(Entries shown begins)

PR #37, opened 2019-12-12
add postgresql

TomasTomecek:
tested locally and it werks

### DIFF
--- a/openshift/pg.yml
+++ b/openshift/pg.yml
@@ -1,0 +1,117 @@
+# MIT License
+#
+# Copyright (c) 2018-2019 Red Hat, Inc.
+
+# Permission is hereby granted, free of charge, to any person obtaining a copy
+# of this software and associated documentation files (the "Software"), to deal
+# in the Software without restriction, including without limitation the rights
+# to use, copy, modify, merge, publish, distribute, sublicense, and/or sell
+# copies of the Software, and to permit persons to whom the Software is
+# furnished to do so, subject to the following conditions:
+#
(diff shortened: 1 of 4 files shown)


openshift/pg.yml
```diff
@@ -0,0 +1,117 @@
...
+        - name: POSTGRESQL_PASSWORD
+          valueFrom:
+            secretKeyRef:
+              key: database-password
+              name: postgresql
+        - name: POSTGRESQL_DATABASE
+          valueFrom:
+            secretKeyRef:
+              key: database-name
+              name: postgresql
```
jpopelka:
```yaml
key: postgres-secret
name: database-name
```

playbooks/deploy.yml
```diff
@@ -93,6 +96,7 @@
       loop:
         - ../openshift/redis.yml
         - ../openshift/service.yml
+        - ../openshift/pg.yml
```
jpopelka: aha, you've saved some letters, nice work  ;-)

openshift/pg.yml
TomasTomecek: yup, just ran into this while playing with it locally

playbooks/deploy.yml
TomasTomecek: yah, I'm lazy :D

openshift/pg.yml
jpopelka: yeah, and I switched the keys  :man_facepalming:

(Entries shown ends)
(Entries shown begins)

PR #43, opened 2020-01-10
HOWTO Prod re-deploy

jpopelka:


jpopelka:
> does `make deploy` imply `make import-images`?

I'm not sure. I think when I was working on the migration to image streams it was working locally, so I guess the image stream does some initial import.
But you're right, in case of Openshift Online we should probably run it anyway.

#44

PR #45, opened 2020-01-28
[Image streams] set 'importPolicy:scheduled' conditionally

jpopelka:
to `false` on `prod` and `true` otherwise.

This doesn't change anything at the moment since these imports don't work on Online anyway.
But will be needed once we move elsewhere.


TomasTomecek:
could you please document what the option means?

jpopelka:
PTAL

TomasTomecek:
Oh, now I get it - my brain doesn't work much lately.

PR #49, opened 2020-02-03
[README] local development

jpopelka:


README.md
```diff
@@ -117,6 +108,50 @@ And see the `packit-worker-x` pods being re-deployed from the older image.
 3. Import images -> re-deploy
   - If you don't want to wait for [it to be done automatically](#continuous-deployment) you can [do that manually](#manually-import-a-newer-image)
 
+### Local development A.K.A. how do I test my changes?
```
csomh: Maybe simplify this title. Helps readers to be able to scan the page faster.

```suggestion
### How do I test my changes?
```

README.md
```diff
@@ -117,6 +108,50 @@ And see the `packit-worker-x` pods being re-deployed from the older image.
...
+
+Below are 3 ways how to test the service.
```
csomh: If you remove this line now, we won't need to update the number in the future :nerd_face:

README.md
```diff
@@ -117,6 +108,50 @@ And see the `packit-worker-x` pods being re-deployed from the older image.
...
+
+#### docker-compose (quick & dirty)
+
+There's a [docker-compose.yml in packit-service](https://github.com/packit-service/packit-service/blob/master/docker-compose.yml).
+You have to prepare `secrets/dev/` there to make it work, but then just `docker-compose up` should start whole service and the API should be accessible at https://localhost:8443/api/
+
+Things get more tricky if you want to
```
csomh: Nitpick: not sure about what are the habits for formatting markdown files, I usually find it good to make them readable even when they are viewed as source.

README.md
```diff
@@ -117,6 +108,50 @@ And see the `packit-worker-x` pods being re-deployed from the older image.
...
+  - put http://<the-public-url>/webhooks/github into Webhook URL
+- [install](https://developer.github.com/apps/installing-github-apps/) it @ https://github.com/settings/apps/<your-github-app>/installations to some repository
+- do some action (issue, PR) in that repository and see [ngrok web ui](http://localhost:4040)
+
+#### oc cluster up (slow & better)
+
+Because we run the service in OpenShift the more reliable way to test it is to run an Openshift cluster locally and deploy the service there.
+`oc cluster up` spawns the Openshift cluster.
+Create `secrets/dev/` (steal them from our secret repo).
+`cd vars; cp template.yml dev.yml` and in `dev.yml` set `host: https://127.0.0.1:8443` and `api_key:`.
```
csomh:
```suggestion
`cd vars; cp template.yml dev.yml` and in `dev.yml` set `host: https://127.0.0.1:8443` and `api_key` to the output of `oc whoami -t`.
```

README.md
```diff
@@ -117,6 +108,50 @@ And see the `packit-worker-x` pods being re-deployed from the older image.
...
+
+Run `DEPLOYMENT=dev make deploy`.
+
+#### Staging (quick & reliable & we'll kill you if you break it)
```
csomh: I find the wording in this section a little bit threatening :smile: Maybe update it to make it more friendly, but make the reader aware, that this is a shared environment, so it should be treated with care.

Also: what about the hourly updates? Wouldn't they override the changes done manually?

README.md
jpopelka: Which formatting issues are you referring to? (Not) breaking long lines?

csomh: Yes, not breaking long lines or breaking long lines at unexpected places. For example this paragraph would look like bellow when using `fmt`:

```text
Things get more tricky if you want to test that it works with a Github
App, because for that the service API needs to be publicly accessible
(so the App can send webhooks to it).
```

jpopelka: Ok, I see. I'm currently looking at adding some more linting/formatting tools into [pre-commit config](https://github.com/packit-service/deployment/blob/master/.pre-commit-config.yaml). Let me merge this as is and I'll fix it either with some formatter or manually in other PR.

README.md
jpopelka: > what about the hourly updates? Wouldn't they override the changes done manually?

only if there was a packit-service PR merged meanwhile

(Entries shown ends)

Exercise prompt: Could you write out, exactly as they stand, only the lines above that begin at the line with "limitation the rights" and stop after the line with "jpopelka: yeah, and"?

Finished task:
+# in the Software without restriction, including without limitation the rights
+# to use, copy, modify, merge, publish, distribute, sublicense, and/or sell
+# copies of the Software, and to permit persons to whom the Software is
+# furnished to do so, subject to the following conditions:
+#
(diff shortened: 1 of 4 files shown)


openshift/pg.yml
```diff
@@ -0,0 +1,117 @@
...
+        - name: POSTGRESQL_PASSWORD
+          valueFrom:
+            secretKeyRef:
+              key: database-password
+              name: postgresql
+        - name: POSTGRESQL_DATABASE
+          valueFrom:
+            secretKeyRef:
+              key: database-name
+              name: postgresql
```
jpopelka:
```yaml
key: postgres-secret
name: database-name
```

playbooks/deploy.yml
```diff
@@ -93,6 +96,7 @@
       loop:
         - ../openshift/redis.yml
         - ../openshift/service.yml
+        - ../openshift/pg.yml
```
jpopelka: aha, you've saved some letters, nice work  ;-)

openshift/pg.yml
TomasTomecek: yup, just ran into this while playing with it locally

playbooks/deploy.yml
TomasTomecek: yah, I'm lazy :D

openshift/pg.yml
jpopelka: yeah, and I switched the keys  :man_facepalming:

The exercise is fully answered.